Alright, so at that point now, I go to that security agency and say, "Look, I don’t want to go on this guy’s house by myself. I need, you know, calling the big guns," and they say, "Okay, sure." And then he comes in, alright? And he comes and gets the TV.
Alright? So you get the point though that what I’m getting at here is that I think you need to disentangle the issue of how it's decided that there has been a crime or not.
And then, once that's an issue and there's no doubt—so the community is not going to think that that guy is a criminal. They're not going to look at him going into a house and coming out with a TV and saying, "Oh my gosh, he's a criminal!" Because for one thing, he’s going to be doing it in broad daylight.
He's going to have a big van with his number; you know? "Call us if some looter takes your stuff! We hate looters!" And he's going to be very professional. Like I said, he's going to have a lot of body armor and stuff. And the crucial thing is, he's not going to kill the guy; he's probably not even going to hurt him like long.
He may incapacitate him, like put a net on him or some of those things, and it’d be much better if they go in and incapacitate the—you know, whether like maybe they knock out a window and shoot in tear gas and make the guy leave the house first.
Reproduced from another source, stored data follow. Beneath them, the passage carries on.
Issue #2534, opened 2026-08-10
Feedback Aggregation & Clustering System


blarghmatey:
### Description/Context

Free-text feedback about our platforms and courses is scattered across systems that never talk to each other: Zendesk support tickets, edX discussion-forum posts, Learn AI tutor conversations, Open edX ORA peer-assessment feedback, and a forthcoming edX feedback plugin. Nobody can answer "what are the recurring problems people hit this month?" without reading tickets one at a time, and nothing distinguishes a one-off complaint from a systemic issue.

Four audiences feel this gap at three altitudes:

| Audience | Altitude | Core question |
|---|---|---|
| Customer support | operational | What recurring issues are coming in this week? |
| Engineering | operational | Which systemic platform defects does feedback point to? |
| Instructors / instructional designers | course-scoped | What are my learners saying about *my* course? |
| Department leadership | strategic | How are category and sentiment trends moving? |

**Design review:** [RFC #12210](https://github.com/mitodl/hq/discussions/12210) (Draft — supersedes [#10793](https://github.com/mitodl/hq/discussions/10793))
**Spec set:** https://github.com/mitodl/ol-data-platform/pull/2422 — [`README_feedback_aggregation.md`](https://github.com/mitodl/ol-data-platform/blob/worktree-feedback-aggregation-spec/docs/design/README_feedback_aggregation.md) is the index

### Plan/Design

Five decisions are settled and captured in the RFC and spec set:

1. **Ingress — contract-first (RFC Option 3).** Land feedback in the Learn AI Postgres DB as an *interim* path using the existing Airbyte → dbt scaffolding, but define a stable common event contract now and key the warehouse tables off stable **source** business identifiers, so the later cut over to the `ol-analytics-api`/StarRocks data bus is source-swap + backfill + parity rather than a rebuild. Building the data bus first was rejected on schedule risk — its write path does not exist and its sink topology is an unsettled platform-wide question.

2. **A fact pair, not one table.**
   - `tfact_feedback` — the *ingested* record, one row per human free-text utterance at **turn** grain (Zendesk public requester-authored comment, forum `*.created` post, tutor human turn, ORA submission, plugin event). Sparse-nullable conformed FKs are the source-flexibility mechanism. **Insert-only** — no post-insert write path exists.
[...]

Issue #2359, opened 2026-07-01
Retire legacy_openedx IRx export: consumer-side delivery options for maintained-asset facade


blarghmatey:
### Description/Context

We are retiring the legacy nightly Open edX export pipeline ([`dg_projects/legacy_openedx`](https://github.com/mitodl/ol-data-platform/tree/main/dg_projects/legacy_openedx)) that delivers data to the MIT Institutional Research (IRx) team for processing with [Simeon](https://github.com/MIT-IR/simeon). That flow extracts directly from the Open edX MySQL/MongoDB databases and is increasingly unmaintainable. All of the data it delivers is now produced by supported pipelines, so we plan to replace it with a thin **facade** (a new `dg_projects/irx_export` code location) that re-packages already-maintained assets and drops them in S3.

This issue enumerates the **consumer-side delivery options and their tradeoffs** so the IRx team can tell us which shape works best on their end before we build. Please comment with your preference and any Simeon constraints we should design around.

**What you receive today (legacy contract).** Per deployment (`mitx`, `xpro`, `mitxonline`), nightly at 00:00 UTC:

```
s3://mitx-etl-{...}-{env}/{deployment}/{YYYYMMDD}/
├── course_ids.csv
├── users_query.csv
├── studentmodule_query.csv
├── enrollment_query.csv
├── role_query.csv
├── role_users.csv
├── forum/                    (MongoDB dump, BSON)
└── courses/{course_id}.tar.gz
```

There is no manifest file; completion is signalled only via a Healthchecks.io ping. Source: [`legacy_openedx/ops/open_edx.py`](https://github.com/mitodl/ol-data-platform/blob/main/dg_projects/legacy_openedx/legacy_openedx/ops/open_edx.py).

**What the maintained pipelines already produce:**

- **Tabular extracts** → the `irx__` dbt models (Iceberg tables), which were written specifically to match the `edx-analytics-exporter` output that Simeon ingests (see [`models/external/README.md`](https://github.com/mitodl/ol-data-platform/blob/main/src/ol_dbt/models/external/README.md)). These are a **superset** of the six legacy CSVs — they additionally include grades, certificates, ORA submissions/scores, peer assessments, cohorts, and teams.
- **Course exports** → `course_xml` tar.gz archives, one content-addressed object per course run.
- **Tracking logs** → normalized / JSON-ified event logs, daily partitioned.
[...]

PR #2626, opened 2026-08-31
Stage the forum-v2 MySQL tables for all three deployments

blarghmatey:
Part of https://github.com/mitodl/ol-data-platform/issues/2359 (retire `legacy_openedx`). Also unblocks the forum source in https://github.com/mitodl/ol-data-platform/issues/2534 (feedback aggregation, Phase 2).

Stages the forum-v2 MySQL tables so dbt can see them. They have been syncing from the edxapp MySQL every 12h since the Mongo→MySQL migration, but all 12 were `modeled: false`, so no source YAML was generated and the data has been sitting in the lake invisible to dbt.

- Adds 18 staging models — six tables × three deployments — plus their source entries, model docs, and the `modeled: true` flips in the three `ingestion/inventory/units/*__mysql.yml`.
- Six tables, not all 12: `forum_commentthread`, `forum_comment`, `forum_uservote`, `forum_mongocontent`, `forum_abuseflagger`, `forum_historicalabuseflagger`. The other six (`coursestat`, `edithistory`, `forumuser`, `lastreadtime`, `readstate`, `subscription`) have no consumer yet and stay unmodelled.
- Two consumers are waiting on this: the IRx forum export that replaces the legacy mongodump, and the feedback project, whose Phase 2 reads forum posts at turn grain. Columns are named to the warehouse convention rather than to either consumer's contract.
- No `deduplicate_raw_table`. These are `full_refresh_overwrite`, so there are no append duplicates — same as the other full-refresh openedx tables.

**`content_type_id` is carried through unresolved, deliberately.** Four of the six tables are Django generic foreign keys keyed on `(content_type_id, content_object_id)`. Resolving that id needs `django_content_type`, which is not ingested from edxapp for any deployment. It cannot be hardcoded — the value is assigned per deployment by migration order (mitx 688/695, xpro 606/613, mitxonline 570/577) — and it cannot be inferred by joining, because `forum_commentthread.id` and `forum_comment.id` both start at 1 and overlap heavily enough that an unfiltered join matches *both* tables and returns a plausible-looking wrong answer. The hazard is written into the column descriptions so the next reader does not rediscover it. Ingesting `django_content_type` is tracked separately and blocks the irx forum model.

**Bodies are carried through unredacted**, consistent with every other staging model (`auth_user` staging carries `user_email`) and with there being no redaction convention in this layer. `mit_irx` is granted on the `external` directory only, not on staging, so delivering `body` to IRx stays an explicit decision at the `irx__` layer rather than something that leaks through by default.

### How can this be tested?
Built and inspected locally on `dev_local` (DuckDB over prod Iceberg, zero-copy):

```
ol-dbt local register --database ol_warehouse_production_raw
dbt run -t dev_local --select fqn:*forum_commentthread fqn:*forum_comment \
  fqn:*forum_uservote fqn:*forum_mongocontent fqn:*forum_abuseflagger \
  fqn:*forum_historicalabuseflagger
# Done. PASS=19 WARN=0 ERROR=0 SKIP=0     (18 models + 1 project hook)
```

Row counts from that build (local views registered 2026-08-25, so slightly behind live):

| model | mitxresidential | mitxpro | mitxonline |
|---|---:|---:|---:|
| `forum_commentthread` | 7,027 | 104,892 | 48,924 |
| `forum_comment` | 10,882 | 79,656 | 73,832 |
| `forum_uservote` | 2,837 | 16,915 | 23,454 |
| `forum_mongocontent` | 17,758 | 170,911 | 103,595 |
| `forum_abuseflagger` | 6 | 21 | 170 |
| `forum_historicalabuseflagger` | 3 | 3 | 57 |

Spot checks on the built output:
- Timestamps render as ISO 8601, e.g. `2026-08-25T11:37:17.813042Z`.
- No nulls in the columns downstream work depends on: `forumthread_id`, `user_id`, `forumcomment_created_on` (0 of 73,832 each on mitxonline), `forumcontent_mongo_id` (0 of 103,595).
- `forumcontent_mongo_id` is uniformly 24 characters and fully distinct (103,595 of 103,595), consistent with a one-to-one ObjectId bridge.
- `forumuservote_value` is `1` for all 23,454 mitxonline rows — the Open edX forum UI offers no downvote, so any consumer computing a `down_count` will get 0.

Static checks: `dbt parse` clean, `dbt list` shows all 18 registered, `ol-dbt validate --model staging` reports 0 errors (its 4 warnings are pre-existing docs-coverage gaps on unrelated models).

### Additional Context
The first local build failed on all 12 timestamp columns — `to_iso8601` is Trino-only and does not exist in DuckDB. Switched to the dispatched `cast_timestamp_to_iso8601` macro, which is the portable form.

That is worth a separate note: 24 staging models still call `to_iso8601` directly, and they genuinely do not build on `dev_local` — confirmed by running `stg__mitxpro__openedx__mysql__courserun_enrollment`, which fails with `Catalog Error: Scalar Function with name to_iso8601 does not exist`. Not touched here, but it means local-dev coverage is narrower than it looks.

Reviewer questions:
- Column naming: `forumthread_*` / `forumcomment_*` with `user_id`/`courserun_readable_id` for the conformed keys. Two unrelated consumers read these, so I aimed at the warehouse convention rather than either contract — say if you would name them differently, it is cheaper to change now than after both consumers build on them.
- Not macro-ised into one templated model. Three copies matches every other openedx staging table; these should get swept up by the existing per-platform-clone task along with everything else rather than forking the pattern for six tables.

### DIFF
--- a/src/ol_dbt/models/staging/mitxonline/_stg_mitxonline__models.yml
+++ b/src/ol_dbt/models/staging/mitxonline/_stg_mitxonline__models.yml
@@ -2236,6 +2236,9 @@ models:
   columns:
   - name: forumthread_id
     description: int, the auto-incremented ID for this table
+    tests:
+    - unique
+    - not_null
   - name: user_id
     description: int, foreign key to auth_user for the thread author
   - name: user_username
@@ -2285,6 +2288,9 @@ models:
   columns:
   - name: forumcomment_id
     description: int, the auto-incremented ID for this table
+    tests:
+    - unique
+    - not_null
   - name: forumthread_id
     description: int, foreign key to forum_commentthread. This is the thread association;
       in the pre-migration Mongo data the equivalent field held an ObjectId string
@@ -2332,6 +2338,9 @@ models:
   columns:
   - name: forumuservote_id
     description: int, the auto-incremented ID for this table
+    tests:
+    - unique
+    - not_null
   - name: user_id
     description: int, foreign key to auth_user for the voter
   - name: forumuservote_value
@@ -2353,10 +2362,16 @@ models:
   columns:
   - name: forummongocontent_id
     description: int, the auto-incremented ID for this table
+    tests:
+    - unique
+    - not_null
   - name: forumcontent_mongo_id
     description: str, the 24-character hex ObjectId this row carried in the pre-migration
       Mongo forum database. Only content that existed at the migration has a row here,
       so content created since has no ObjectId at all
+    tests:
+    - unique
+    - not_null
   - name: forumcontent_type_id
     description: int, Django content-type id identifying which forum table content_object_id
       points at. The value is assigned per deployment by migration order, so it is
@@ -2373,6 +2388,9 @@ models:
   columns:
   - name: forumabuseflag_id
     description: int, the auto-incremented ID for this table
+    tests:
+    - unique
+    - not_null
   - name: user_id
     description: int, foreign key to auth_user for whoever raised the flag
   - name: forumabuseflag_flagged_on
@@ -2393,6 +2411,9 @@ models:
   columns:
   - name: forumhistoricalabuseflag_id
     description: int, the auto-incremented ID for this table
+    tests:
+    - unique
+    - not_null
   - name: user_id
     description: int, foreign key to auth_user for whoever raised the flag
   - name: forumhistoricalabuseflag_flagged_on
--- a/src/ol_dbt/models/staging/mitxonline/_stg_mitxonline__models.yml
+++ b/src/ol_dbt/models/staging/mitxonline/_stg_mitxonline__models.yml
@@ -2230,3 +2230,179 @@ models:
     description: int, foreign key to users_user for the user who uploaded the image
   - name: image_description
     description: str, optional description of the image as entered in the CMS
+
+- name: stg__mitxonline__openedx__mysql__forum_commentthread
+  description: MITx Online open edX discussion forum threads
+  columns:
+  - name: forumthread_id
+    description: int, the auto-incremented ID for this table
+  - name: user_id
+    description: int, foreign key to auth_user for the thread author
+  - name: user_username
+    description: str, username of the thread author
+  - name: user_retired_username
+    description: str, placeholder username left behind when the author has been retired
+  - name: courserun_readable_id
+    description: str, Open edX Course ID in the format course-v1:{org}+{course code}+{run_tag}
+  - name: forumthread_title
+    description: str, the thread title as authored by the learner
+  - name: forumthread_body
+    description: str, free-text thread body authored by the learner
+  - name: forumthread_type
+    description: str, discussion or question
+  - name: forumthread_commentable_id
+    description: str, id of the discussion topic the thread was posted under
+  - name: forumthread_context
+    description: str, where the thread lives, e.g. course
+  - name: forumthread_group_id
+    description: int, cohort the thread is scoped to, null when visible to everyone
+  - name: forumthread_is_closed
+    description: boolean, whether the thread has been closed to further replies
+  - name: forumthread_closed_by_user_id
+    description: int, foreign key to auth_user for whoever closed the thread
+  - name: forumthread_close_reason_code
+    description: str, reason code recorded when the thread was closed
+  - name: forumthread_is_pinned
+    description: boolean, whether the thread is pinned to the top of its topic
+  - name: forumthread_is_visible
+    description: boolean, whether the thread is visible, used as a soft delete
+  - name: forumthread_is_endorsed
+    description: boolean, whether the thread has an endorsed response
+  - name: forumthread_is_anonymous
+    description: boolean, whether the thread was posted anonymously
+  - name: forumthread_is_anonymous_to_peers
+    description: boolean, whether the thread is anonymous to other learners but not
+      to staff
+  - name: forumthread_created_on
+    description: timestamp, when the thread was posted
+  - name: forumthread_updated_on
+    description: timestamp, when the thread was last edited
+  - name: forumthread_last_activity_on
+    description: timestamp, when the thread last saw any activity
+
+- name: stg__mitxonline__openedx__mysql__forum_comment
+  description: MITx Online open edX discussion forum responses and comments
+  columns:
+  - name: forumcomment_id
+    description: int, the auto-incremented ID for this table
+  - name: forumthread_id
+    description: int, foreign key to forum_commentthread. This is the thread association;
+      in the pre-migration Mongo data the equivalent field held an ObjectId string
+      rather than an integer
+  - name: forumcomment_parent_id
+    description: int, foreign key to forum_comment for the response this comment replies
+      to. Null for a top-level response to the thread
+  - name: user_id
+    description: int, foreign key to auth_user for the comment author
+  - name: user_username
+    description: str, username of the comment author
+  - name: user_retired_username
+    description: str, placeholder username left behind when the author has been retired
+  - name: courserun_readable_id
+    description: str, Open edX Course ID in the format course-v1:{org}+{course code}+{run_tag}
+  - name: forumcomment_body
+    description: str, free-text comment body authored by the learner
+  - name: forumcomment_depth
+    description: int, nesting depth, 0 for a direct response to the thread
+  - name: forumcomment_sort_key
+    description: str, ordering key used to sort sibling comments
+  - name: forumcomment_child_count
+    description: int, number of direct replies to this comment
+  - name: forumcomment_endorsement_data
+    description: str, JSON object holding the endorsing user and time. Empty object
+      when the comment is not endorsed
+  - name: forumcomment_is_endorsed
+    description: boolean, whether the comment has been endorsed by staff
+  - name: forumcomment_is_visible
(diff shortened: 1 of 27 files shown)


src/ol_dbt/models/staging/mitxresidential/_stg_mitxresidential__models.yml
```diff
@@ -545,3 +545,179 @@ models:
     description: string, the edX course ID formatted as course-v1:{org}+{course code}+{run_tag}
     tests:
     - not_null
+
+- name: stg__mitxresidential__openedx__mysql__forum_commentthread
+  description: Residential MITx open edX discussion forum threads
+  columns:
+  - name: forumthread_id
+    description: int, the auto-incremented ID for this table
```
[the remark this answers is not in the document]
blarghmatey: Added in 3110b48e5: unique + not_null on each new model's primary ID, plus on forum_mongocontent.forumcontent_mongo_id, which is the key IRx reconciles its history against and is 1:1 with the bridge row. Verified before asserting rather than after — all 42 tests pass on dev_local against production data.

src/ol_dbt/models/staging/mitxpro/_stg_mitxpro__models.yml
```diff
@@ -2367,3 +2367,178 @@ models:
     description: int, foreign key to users_user for the user who uploaded the image
   - name: image_description
     description: str, optional description of the image as entered in the CMS
+
+- name: stg__mitxpro__openedx__mysql__forum_commentthread
+  description: MITx Pro open edX discussion forum threads
+  columns:
+  - name: forumthread_id
+    description: int, the auto-incremented ID for this table
```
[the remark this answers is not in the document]
blarghmatey: Added in 3110b48e5: unique + not_null on each new model's primary ID, plus on forum_mongocontent.forumcontent_mongo_id. All 42 tests pass on dev_local against production data.

src/ol_dbt/models/staging/mitxonline/_stg_mitxonline__models.yml
```diff
@@ -2230,3 +2230,179 @@ models:
     description: int, foreign key to users_user for the user who uploaded the image
   - name: image_description
     description: str, optional description of the image as entered in the CMS
+
+- name: stg__mitxonline__openedx__mysql__forum_commentthread
+  description: MITx Online open edX discussion forum threads
+  columns:
+  - name: forumthread_id
+    description: int, the auto-incremented ID for this table
```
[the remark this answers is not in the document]
blarghmatey: Added in 3110b48e5: unique + not_null on each new model's primary ID, plus on forum_mongocontent.forumcontent_mongo_id. All 42 tests pass on dev_local against production data.

blarghmatey:
Addressed the review: 3 threads fixed and resolved. Added unique + not_null on each new model's primary ID, plus on forum_mongocontent.forumcontent_mongo_id (3110b48e5) — 42 tests, all passing on dev_local against production data. All checks green.

src/ol_dbt/models/staging/mitxresidential/_stg_mitxresidential__models.yml
```diff
@@ -545,3 +545,200 @@ models:
...
+  - name: forumuservote_id
+    description: int, the auto-incremented ID for this table
+    tests:
+    - unique
+    - not_null
+  - name: user_id
+    description: int, foreign key to auth_user for the voter
+  - name: forumuservote_value
+    description: int, +1 for an upvote and -1 for a downvote. Only upvotes occur in
+      practice, since the Open edX forum UI does not offer a downvote
```
quazi-h: **This invariant is false on mitxresidential.** Vote histograms from production:

| deployment | `+1` | `-1` |
|---|---:|---:|
| mitxonline | 23,430 | 0 |
| mitxpro | 16,915 | 0 |
| **mitxresidential** | 1,950 | **887** |

887 of 2,837 votes here are downvotes — 31%. The spot check in the PR description covered mitxonline only (all `1`), and that generalized into a platform-wide claim that now ships verbatim into all three deployments' docs. Residential runs a different Open edX version, so the "the UI does not offer a downvote" premise doesn't transfer.

Worth fixing because it's the readers you name — the IRx export and the feedback project — who would trust it. The PR description's "any consumer computing a `down_count` will get 0" needs the same correction.

Suggest either dropping the second sentence, or scoping it: `downvotes are present on mitxresidential only`.

src/ol_dbt/models/staging/mitxresidential/stg__mitxresidential__openedx__mysql__forum_uservote.sql
```diff
@@ -0,0 +1,18 @@
...
+
+with source as (
+    select * from {{ source('ol_warehouse_raw_data', 'raw__mitx__openedx__mysql__forum_uservote') }}
+)
+
+, cleaned as (
+
+    select
+        id as forumuservote_id
+        , user_id as user_id
```
quazi-h: Nit: `user_id as user_id` is a no-op alias. Nine occurrences across the three `forum_uservote` / `forum_abuseflagger` / `forum_historicalabuseflagger` copies; there's no other self-alias of that shape anywhere in `src/ol_dbt/models/staging/` on `main`.

quazi-h (commented):
Reviewed against production data rather than the diff — the raw forum tables are all registered in the local DuckDB copy, so the claims in the description were directly testable.

One substantive finding (inline, on `_stg_mitxresidential__models.yml`): the `forumuservote_value` description asserts that only upvotes occur, and mitxresidential has 887 downvotes. Details inline. There's an irony worth naming — the three-way copy is *why* this is a bug: the identical sentence is correct on two deployments and wrong on the third.

**Optional, take it or leave it:** no `relationships` test on `forum_comment.forumthread_id` → `forum_commentthread`, and no `not_null` on `user_id`. Both hold today on all three deployments (0 orphan `comment_thread_id`, 0 null `author_id`), and both waiting consumers join on exactly these columns. `relationships` is used sparingly in staging (27 occurrences layer-wide), so this is a suggestion rather than a convention gap — just cheap while the tests are already being touched.

---

**Verified and correct** — listing what I actually measured so none of it gets re-checked:

- **The no-`deduplicate_raw_table` decision holds.** This is the claim most likely to silently double row counts, so I checked it directly: 0 duplicate `id`s and exactly one `_airbyte_generation_id` across all 18 raw tables.
- **Column completeness is 1:1 against the real raw schema**, not just against the `sources.yml` this PR also authors. Every business column is mapped; only the four `_airbyte_*` columns are dropped, matching convention.
- **The `content_type_id` values are exactly as documented** — mitx 688/695, xpro 606/613, mitxonline 570/577; exactly two per deployment, no third content type.
- **The generic-FK ambiguity warning is real, not defensive boilerplate.** mitxresidential ct=688: all 6,885 `content_object_id`s resolve in *both* `forum_commentthread` and `forum_comment`. mitxpro ct=613: all 76,772 resolve in both. An unfiltered join really does return a plausible-looking wrong answer — writing the hazard into the column descriptions was the right call.
- **`forumcontent_mongo_id` `unique` + `not_null` holds on all three** (103,595 / 170,911 / 17,758 rows, zero nulls, uniform 24-char length), so the tests added in 3110b48e will pass.
- **Three-way drift is clean.** The 18 SQL models are byte-identical after normalizing deployment tokens; both YAML sets are identical modulo line-wrap position.
- **The `to_iso8601` note is exactly right.** 26 files repo-wide contain a bare call, 24 of them under `staging/` — matching your count. (Worth recording, since a naive grep inflates this: `cast_timestamp_to_iso8601` contains `to_iso8601` as a substring.)
- **The 6-of-12 scoping is consistent** across all three inventory files.

On your two reviewer questions: the column naming reads right to me — `forumthread_*` / `forumcomment_*` with `user_id` / `courserun_readable_id` for the conformed keys is the warehouse convention, and aiming at that rather than at either consumer's contract is the correct call for a staging model. Agreed on not macro-ising; three copies matches every other openedx staging table and forking the pattern for six tables would make the eventual sweep harder, not easier.

Copilot's `unique`/`not_null` finding was addressed in 3110b48e and all three threads are resolved; nothing here overlaps it.

src/ol_dbt/models/staging/mitxresidential/_stg_mitxresidential__models.yml
blarghmatey: Fixed in be453686e: dropped the upvote-only claim from mitxresidential's forumuservote_value description. Description now just states +1/-1 semantics without asserting a distribution that varies by deployment.

src/ol_dbt/models/staging/mitxresidential/stg__mitxresidential__openedx__mysql__forum_uservote.sql
blarghmatey: Fixed in be453686e: dropped the no-op `user_id as user_id` alias across all 9 occurrences (forum_uservote, forum_abuseflagger, forum_historicalabuseflagger x3 deployments).

blarghmatey:
Addressed the review: both threads fixed and resolved in be453686e — dropped the upvote-only claim from mitxresidential's forumuservote_value description, and removed the no-op `user_id as user_id` alias across all 9 occurrences. All checks green.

And, of course, they would have checked before to make sure there's not like an infant sleeping or something. You know, the point is they would be much more careful because there’s competition. Because they kept doing stuff like that and, you know, "Oh we got to get tough on these criminals!" and "I feared for my life!"
No, well, okay, maybe he would be exonerated, but he wouldn't get any more business. The stuff we associate with police brutality now, it is just shocking. I don't know if you guys look at this stuff, but no matter how much a police officer overreacts to something—like whether it's a 13-year-old in a school who mouths off and he like just beats the heck out of the kid and tackles him and breaks his nose—people always say in the comments with those news articles stuff like, "Well, you know, these police are putting their lives on the line every day."
And I mean it— they could do anything, literally anything, and there would be people who just rush to their defense. That happens because it's a monopoly! People think they have to choose between having law enforcement or not, and then, well, if we have to have it, then yeah, sometimes people, they overreact, and whatever, but that's just the cost of living in a society of laws.
And no, it's not! That's the cost of living in a society with one group that has a monopoly on law enforcement!